● **Directions for this task**:
Would you repeat the whole listing exactly?

*** Opening Supplied data ***

PR #23478, opened 2025-07-07
[DO] Adding that ReadableStream cancellation propagates from Worker to DO

Oxyjun:
### Documentation checklist

### DIFF
--- a/src/content/docs/durable-objects/examples/readable-stream.mdx
+++ b/src/content/docs/durable-objects/examples/readable-stream.mdx
@@ -1,0 +1,99 @@
+---
+type: example
+summary: Stream ReadableStream from Durable Objects.
+pcx_content_type: example
+title: Use ReadableStream with Durable Object and Workers
+sidebar:
+  order: 3
+description: Stream ReadableStream from Durable Objects.
+---
+
+import { GlossaryTooltip, WranglerConfig } from "~/components";
+
+This example demonstrates:
+
+- A Worker receives a request, and forwards it to a Durable Object `my-id`.
+- The Durable Object streams an incrementing number every second, until it receives `AbortSignal`.
+- The Worker reads and logs the values from the stream.
+- The Worker then cancels the stream after 5 values.
+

*** Closing Supplied data ***

● **Result for this exercise**:
PR #23478, opened 2025-07-07
[DO] Adding that ReadableStream cancellation propagates from Worker to DO

Oxyjun:
### Documentation checklist

### DIFF
--- a/src/content/docs/durable-objects/examples/readable-stream.mdx
+++ b/src/content/docs/durable-objects/examples/readable-stream.mdx
@@ -1,0 +1,99 @@
+---
+type: example
+summary: Stream ReadableStream from Durable Objects.
+pcx_content_type: example
+title: Use ReadableStream with Durable Object and Workers
+sidebar:
+  order: 3
+description: Stream ReadableStream from Durable Objects.
+---
+
+import { GlossaryTooltip, WranglerConfig } from "~/components";
+
+This example demonstrates:
+
+- A Worker receives a request, and forwards it to a Durable Object `my-id`.
+- The Durable Object streams an incrementing number every second, until it receives `AbortSignal`.
+- The Worker reads and logs the values from the stream.
+- The Worker then cancels the stream after 5 values.
+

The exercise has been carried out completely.